PR #259, opened 2019-12-03
gapic: fix lro wait returns

noahdietz:
#258 neglected to update the corresponding `return` statements based on the `response_type`. This fixes that.

It also neglected to fix the example files, which would fail to compile. This fixes that.

It also updates all of the relevant tests, adding more for the special cases.

### DIFF
--- a/internal/gengapic/gengapic.go
+++ b/internal/gengapic/gengapic.go
@@ -45,6 +45,8 @@ const (
 	emptyType = ".google.protobuf.Empty"
 	lroType   = ".google.longrunning.Operation"
 	// used when google.protobuf.Empty is the value of an annotation, which isn't resolved by protoc
+	//
+	// TODO(ndietz): https://github.com/googleapis/gapic-generator-go/issues/260
 	emptyValue = "google.protobuf.Empty"
 	paramError = "need parameter in format: go-gapic-package=client/import/path;packageName"
 	alpha      = "alpha"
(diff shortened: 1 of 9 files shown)


internal/gengapic/gengapic.go
```diff
@@ -42,8 +42,10 @@ import (
 
 const (
 	// protoc puts a dot in front of name, signaling that the name is fully qualified.
-	emptyType  = ".google.protobuf.Empty"
-	lroType    = ".google.longrunning.Operation"
+	emptyType = ".google.protobuf.Empty"
+	lroType   = ".google.longrunning.Operation"
+	// used when google.protobuf.Empty is the value of an annotation, which isn't resolved by protoc
+	emptyValue = "google.protobuf.Empty"
```
jadekler: Kind of a bummer to have two of the same import. Is there a way to tidy that?

noahdietz: Yeah it is a bummer. Unfortunately, the preceding `.` has semantic meaning, it means protoc has identified it as a fully resolved name, which influences some code paths in the generator. However, when a user sets an annotation, which can be just a string value, to `"google.protobuf.Empty"`, this isn't mutated by protoc but influences different code paths in the generator. 

I will file a bug to look at refactoring it, but I'd prefer not to do it in this CL.

noahdietz: Added a tracking bug comment.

About this task:
Give back the listing above exactly as written.

Output of the exercise:
PR #259, opened 2019-12-03
gapic: fix lro wait returns

noahdietz:
#258 neglected to update the corresponding `return` statements based on the `response_type`. This fixes that.

It also neglected to fix the example files, which would fail to compile. This fixes that.

It also updates all of the relevant tests, adding more for the special cases.

### DIFF
--- a/internal/gengapic/gengapic.go
+++ b/internal/gengapic/gengapic.go
@@ -45,6 +45,8 @@ const (
 	emptyType = ".google.protobuf.Empty"
 	lroType   = ".google.longrunning.Operation"
 	// used when google.protobuf.Empty is the value of an annotation, which isn't resolved by protoc
+	//
+	// TODO(ndietz): https://github.com/googleapis/gapic-generator-go/issues/260
 	emptyValue = "google.protobuf.Empty"
 	paramError = "need parameter in format: go-gapic-package=client/import/path;packageName"
 	alpha      = "alpha"
(diff shortened: 1 of 9 files shown)


internal/gengapic/gengapic.go
```diff
@@ -42,8 +42,10 @@ import (
 
 const (
 	// protoc puts a dot in front of name, signaling that the name is fully qualified.
-	emptyType  = ".google.protobuf.Empty"
-	lroType    = ".google.longrunning.Operation"
+	emptyType = ".google.protobuf.Empty"
+	lroType   = ".google.longrunning.Operation"
+	// used when google.protobuf.Empty is the value of an annotation, which isn't resolved by protoc
+	emptyValue = "google.protobuf.Empty"
```
jadekler: Kind of a bummer to have two of the same import. Is there a way to tidy that?

noahdietz: Yeah it is a bummer. Unfortunately, the preceding `.` has semantic meaning, it means protoc has identified it as a fully resolved name, which influences some code paths in the generator. However, when a user sets an annotation, which can be just a string value, to `"google.protobuf.Empty"`, this isn't mutated by protoc but influences different code paths in the generator. 

I will file a bug to look at refactoring it, but I'd prefer not to do it in this CL.

noahdietz: Added a tracking bug comment.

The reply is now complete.